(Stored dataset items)
PR #691, opened 2026-07-13
fix(threads): hold-stable lock arbiter grants + faithful same-cycle lock timing in both sim backends

nogate-ai:
## Summary

Investigating the `--thread-sim both` cross-check failure for `mutex<policy>` `lock` blocks whose body ends with `wait until <release>` (reported from the semaphore-resource PR investigation) turned up **three distinct bugs** — including an SV-level mutual-exclusion miscompile that is more serious than the reported timing skew.

### Bug 1 — SV miscompile: lock grants were not hold-stable (mutual exclusion + liveness)

The synthesized lock arbiter (`_arb_<Mod>_<res>`) reused the standalone `arbiter` construct's per-cycle transactional grant semantics, but a lock requester holds `request_valid` for the whole multi-cycle critical section:

- **round_robin**: `rr_ptr_r` advances every granted cycle, so with two contenders the grant **ping-pongs between them mid-hold** — both threads' lock-body comb executed in alternating cycles, and a 1-cycle release pulse was missed whenever it landed on a cycle the holder didn't own the grant. Reproduced under **Verilator 5.048 on the emitted SV** (not just arch sim): `busy1` asserted while T0 was still inside its critical section.
- **priority**: a later-arriving lower-indexed requester preempted a live holder the same way.

Both violate the "once granted … cannot lose the grant" step of Lemma L (`doc/thread_lowering_proof.md` §II.7) — that proof step was **unsound as implemented**.

**Fix**: `ArbiterDecl::lock_hold` (set only by `synthesize_lock_arbiter`; user arbiters unchanged) adds an owner latch (`hold_valid_r`/`hold_owner_r`) ahead of every policy scan in both the SV emitter and the sim arbiter model. The owner keeps the grant while its request stays asserted; re-arbitration is combinational the cycle the request deasserts, so **release → re-grant remains same-cycle**.

### Bug 2 — arch-sim FSM path lagged its own SV by one cycle

A child module's `eval_comb()` ran its internal inst-feedback loop (thread req → arbiter inst → grant → thread comb) only **one pass** per call; the internal settle loop existed only in `eval()`, which is never invoked for child instances. Grants lagged requests by one pass → the reported 1-cycle release→re-grant skew (and 1-cycle-late acquisitions) **relative to Verilator on the same SV**. `eval_comb()` now settles internally to the module's own `settle_depth`, making the FSM sim path cycle-exact with Verilator on all repro designs.

### Bug 3 — coroutine path: 1-cycle-late acquisition + order-dependent handoff

`--thread-sim parallel` burned one scheduler tick on every lock acquisition even when the resource was free (the FSM fuses request+grant+body-comb into the arrival cycle), and same-tick release→re-grant only propagated from lower- to higher-indexed threads (sequential per-thread scheduler order). New `lock_wait_until` awaiter permits **one same-tick re-fire per slot** (capped, matching the FSM's combinational grant), and the sequential tick iterates the scheduler group to a fixed point (`tick_begin()` / `tick_run()` split) so handoff is order-independent. Regular `wait until` keeps the min-1-cycle rule. mt mode (`--threads N>1`) unchanged, documented as non-timing-authoritative.

## Answer to the reported questions

- The round_robin "oscillation without completion" was **not** the same 1-cycle skew — it was Bug 1, a genuine SV-level mutual-exclusion/liveness miscompile, now fixed.
- The 1-cycle skew was **not inherent** to FSM state-register timing (the hypothesis in the report): by SV semantics the releasing thread's req drops combinationally in its exit state, so re-grant was always same-cycle in the SV — the skew was Bug 2, a sim infidelity. No permanent cross-backend timing difference needs documenting; the backends now agree cycle-for-cycle and the docs state the contract.

## Verification

- 4 new fixtures × `--thread-sim both` cross-check PASS: release-regrant (rr + priority) and hold-under-preemption/reverse-handoff (rr + priority); the preempt TBs hard-fail on any mid-hold grant migration.
- Verilator 5.048 lock-step: emitted SV matches the arch-sim FSM trace cycle-for-cycle on all fixtures.
- Golden test: `hold_valid_r` present in synthesized lock arbiters, absent from user-declared `arbiter` constructs.
- Full `cargo test --release`: green except 2 pre-existing `formal_test` Lean-toolchain environment failures that also fail on unmodified `f028f02` (verified via stash).

## Docs updated (proof-load-bearing)

- `doc/thread_lowering_proof.md` — Lemma L argument rewritten around the hold latch (previous argument was unsound for mid-hold preemption).
- `doc/thread_lowering_algorithm.md` — hold-latch description; liveness-per-policy and mutual-exclusion sections corrected; nested-lock ban rationale now rests on hold-and-wait deadlock (its old motivating scenario is closed by the latch).
- `doc/thread_spec_section.md` §20.8.3, `doc/ARCH_HDL_Specification.md` §7a.3 policy table, `doc/plan_thread_parallel_sim.md` (new lock timing contract section).

Internal codegen/lowering/sim fix — no user-facing syntax or semantics change beyond making the implementation match the already-documented exclusive-hold semantics.


nogate-ai:
**Follow-up commit `1fb7c43`** — the first CI run caught a real regression the hold latch introduced: `test_axi_read_beat_interleave_{arch_sim,verilator}_behavior` failed because a hold latch keyed on `request_valid` alone cannot distinguish *still holding* from *released and immediately re-requesting*. A thread that re-locks back-to-back in a loop (the documented beat-interleaving idiom in `ThreadAxiReadBeatInterleave.arch`) never deasserts its request wire across the `end lock` boundary, so the grant never rotated to the waiting lane.

Fix: each lock's **last body state now pulses a per-thread `request_release[i]`** combinationally when its exit transition fires (new `ThreadFsmState::lock_release` marker; relocates into the absorbing predecessor's cond-exit arm under the issue-#306 fold; covers transition_cond / wait_cycles / multi_transitions / unconditional exits). The arbiter's hold ff clears on `release[grant_requester]`, so the boundary re-arbitrates from `rr_ptr = owner+1`: contenders rotate per beat, and a lone requester re-wins the free scan with **no bubble**. Mid-body hold-stability and the same-cycle req-drop re-grant path are unchanged; user arbiters get no release port.

Injected release stmts reuse spans from the state's existing exit condition so thread-map source bands are unperturbed.

**Verification after follow-up:** full workspace suite green — 727/727 integration (both beat-interleave variants, all four mutex fixtures, thread-map bands test); Verilator 5.048 lock-step still cycle-exact on the preemption fixture. The only failures are the two pre-existing `construct_proof_lean_*` local Lean-toolchain env failures (fail on unmodified base `f028f02`).

nogate-ai:
REVIEW VERDICT: APPROVE — no blocking issues found

Independent review performed from a fresh `cargo build --release` on this worktree's checkout of `claude/lock-arbiter-hold-stability` (commit `ad3ddb9`). Reviewed the full diff (`gh pr diff 691`), read the changed source in context (not just the diff hunks), and ran the suggested targeted test slice plus a full local `cargo test --release`.

## What I verified

**Bug 1 (SV hold latch, `src/codegen/arbiter.rs` + `src/elaborate.rs`)**
- `hold_valid_r`/`hold_owner_r` gate is applied uniformly across all policy emitters (round_robin, priority, custom-hook, and LRU/weighted which reuse the round_robin/priority emitters respectively) — traced `emit_arbiter`'s match arms, all pass `a.lock_hold` through.
- `hold_valid_r <= grant_valid && !release[grant_requester]` / `hold_owner_r <= grant_requester` (on `grant_valid`) is correct: request-deassertion re-arbitrates combinationally the same cycle (owner check is gated on `request_valid[hold_owner_r]`), while the `release` pulse clears the hold register one cycle later for back-to-back re-lock (request never drops) — matches the spec text added in `doc/ARCH_HDL_Specification.md` / `thread_spec_section.md` describing same-cycle vs. next-cycle handoff for the two cases.
- `rr_ptr_r` continues to update every held cycle to `hold_owner_r + 1`, which is idempotent while held and correctly leaves the scan pointer at "one past the outgoing owner" for the next free-resource arbitration — matches the round-robin/LRU doc section's claim.
- `lock_hold` is only ever set `true` in `synthesize_lock_arbiter`; the parser's own `ArbiterDecl` construction defaults it `false`. Ran `test_lock_arbiter_emits_hold_latch_user_arbiter_does_not` — confirms synthesized lock arbiters carry `hold_valid_r`/`request_release` and user-declared `arbiter` constructs carry neither.
- arch-sim's C++ arbiter model (`src/sim_codegen/mod.rs`, `_hold_valid`/`_hold_owner`) mirrors the SV FF/comb shape 1:1, including the `!grant_valid` guard added to the round-robin scan loop so the hold check pre-empts the scan (previously `if ((valid>>idx)&1)` unconditionally, now `if (!grant_valid && ...)`).

**Bug 1 follow-up (`request_release` / `lock_release` fold, `src/elaborate.rs`)**
- Traced all five `lock_release` fire-condition branches (`is_folded`, `multi_transitions`, `transition_cond`, `wait_cycles`, unconditional). The `is_folded` branch reads `raw_states[si-1].transition_cond`, which `fold_wait_until_exit_assignments` only sets `is_folded` on a successor when the predecessor's `transition_cond.is_some()` was already verified, so the `.clone()` is never used against `None` in that path.
- The `wait_cycles` branch's synthesized fire condition (`_t{ti}_cnt == 0`) uses the same counter-naming convention (`_t{ti}_cnt`) used everywhere else in `lower_module_threads` for per-thread wait counters — verified by grep, not just assumed.
- Default-0 assignment for `_<res>_release_<ti>` is emitted alongside the existing default-0 for `_<res>_req_<ti>`, so unmarked states correctly never pulse release.

**Bug 2 (`eval_comb()` internal settle, `src/sim_codegen/mod.rs`)**
- `comb_settle_depth = if !insts.is_empty() { settle_depth } else { 1 }` correctly leaves modules with no sub-instances (and thus `settle_depth == 1` modules) emitting a single pass — no behavior change for the common case.
- One non-blocking observation (see Nits) about how this composes with the *caller's own* settle loop.

**Bug 3 (coroutine scheduler, `runtime/arch_thread_rt.h` + `src/sim_codegen/thread_sim.rs`)**
- Traced the `tick_begin()`/`tick_run()` split and the `lock_wait`/`lock_refired` one-shot re-fire logic by hand against several interleavings: (a) a slot freshly resumed this tick that immediately re-suspends on `lock_wait_until` and finds the resource free — gets exactly one bonus same-tick re-fire, consistent with "zero-latency acquisition of a free resource"; (b) a slot already `WaitUntil` from a prior tick (not lock-related) — unaffected, still resumes via the ordinary `!resumed[i]` path with no double-resume; (c) a spurious immediate re-suspend on `lock_wait_until` after the one-shot re-fire is consumed — correctly blocked from re-firing again the same tick because `lock_refired[i]` stays set for the rest of the tick while `resumed[i]` is also true again post re-fire, so `eligible` evaluates false. Regular (non-lock) `wait_until` explicitly passes `lock_acquire=false`, so it's structurally impossible for a normal wait to hit the re-fire branch.
- `gen_module_thread_with_warnings` correctly switched all three call sites (initial settle in the constructor, reset-triggered re-settle, and the normal sequential tick) from per-scheduler `tick()` to `tick_begin()` + a cross-scheduler fixed-point loop over `tick_run()`.

**Semaphore interaction (deferred hazard, issue #696)**
- Confirmed directly in `elaborate.rs`: for `n_slots > 1`, the packed `request_valid` fed to the arbiter is `waiting_i = req_i & !held_i`, not raw `req_i`. Once a thread is admitted, `held_i` latches and `waiting_i` drops combinationally the same cycle, so the arbiter's `hold_valid_r`/`hold_owner_r` for that thread self-clears on the very next arbitration (owner's `request_valid` bit is 0) — matches the PR's claim that the hold latch is harmless for semaphores. `request_release` is packed and connected for all resource kinds but the semaphore `held_i` register logic doesn't consume it — this is explicitly called out in both the PR body and inline comments as tracked separately (#696), not silently left as a surprise.

**Docs**
- `doc/thread_lowering_proof.md` Lemma L, `doc/thread_lowering_algorithm.md` (hold latch, liveness-per-policy, nested-lock rationale), `doc/thread_spec_section.md` §20.8.3, `doc/ARCH_HDL_Specification.md` §7a.3, and `doc/plan_thread_parallel_sim.md`'s new timing-contract section are all consistent with what the code actually does — no doc/implementation drift found. `skills/arch-programming/references/ARCH_HDL_Specification.md` mirrors the canonical spec edit verbatim (skill-snapshot in sync, confirmed by CI too).

## Testing performed

- `cargo build --release` fresh from this worktree (verified no stale-source warnings).
- `cargo test --release --test integration_test -- mutex lock_arbiter_emits semaphore axi_read_beat_interleave resource_lock`: **24/24 pass**, including all four new mutex fixtures (`mutex_release_rr`, `mutex_release_pri`, `mutex_hold_preempt_pri`, `mutex_hold_preempt_rr`), the beat-interleave regression (arch-sim + Verilator variants), and the hold-latch/user-arbiter golden test.
- Full local `cargo test --release`: only failures are the 2 pre-existing `construct_proof_lean_*` local Lean-toolchain-path tests, unrelated to this diff (matches the PR's own disclosure and this repo's known recurring local-elan-path issue). `gh pr checks 691` shows all CI jobs green, including `cargo test`, which doesn't hit this local-environment issue.

## Nits (non-blocking)

1. **`eval_comb()` self-settle nests inside the caller's own settle loop (`src/sim_codegen/mod.rs`).** For a module with sub-instances, `eval()`'s own settle loop iterates `settle_depth` times and, on each iteration, calls this module's own `eval_comb()` ("parent comb within settle loop", around the `// Parent comb within settle loop` comment) — but `eval_comb()` itself now *also* loops `comb_settle_depth` (== the same `settle_depth`) times internally, and each of those inner iterations re-invokes every child instance's `eval_comb()` again. Net effect: for a module with sub-instances, one call to `eval()` does on the order of `settle_depth²` comb passes instead of `settle_depth`, and this compounds multiplicatively through each additional level of instantiation depth (each child's own `eval_comb()` may itself wrap further nested instances). Since ARCH comb blocks are required to be pure functions of current state, the extra iterations are fixed-point no-ops and not a correctness bug, but it's an avoidable simulation-performance regression worth a follow-up for deeply hierarchical designs (e.g. multi-level bus/arbiter trees). A cleaner split would be: keep `eval_comb()` self-settling for callers that invoke it as a leaf (e.g. a parent's inst-settle loop calling a *child's* `eval_comb()`), but have the module's own `eval()` call an internal single-pass comb helper rather than the public self-settling `eval_comb()`, so the two loops don't multiply.
2. Everything else — naming, span/thread-map handling in the `lock_release` injection, and the doc/spec updates — was in-scope, well-commented, and matched the intent described in the PR body.

No correctness, mutual-exclusion, or liveness issues found in the hold latch, the release-pulse synthesis, the sim/coroutine backends, or the semaphore interaction. Recommend addressing the settle-loop nit as a low-priority follow-up rather than blocking this PR on it.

▸ **Work item**
The lines above starting at the one that contains "## Testing performed" and ending at the one that contains "## Nits (non-blocking)" must be transcribed exactly, and no other lines may appear.

▸ **Solution for this exercise**
## Testing performed

- `cargo build --release` fresh from this worktree (verified no stale-source warnings).
- `cargo test --release --test integration_test -- mutex lock_arbiter_emits semaphore axi_read_beat_interleave resource_lock`: **24/24 pass**, including all four new mutex fixtures (`mutex_release_rr`, `mutex_release_pri`, `mutex_hold_preempt_pri`, `mutex_hold_preempt_rr`), the beat-interleave regression (arch-sim + Verilator variants), and the hold-latch/user-arbiter golden test.
- Full local `cargo test --release`: only failures are the 2 pre-existing `construct_proof_lean_*` local Lean-toolchain-path tests, unrelated to this diff (matches the PR's own disclosure and this repo's known recurring local-elan-path issue). `gh pr checks 691` shows all CI jobs green, including `cargo test`, which doesn't hit this local-environment issue.

## Nits (non-blocking)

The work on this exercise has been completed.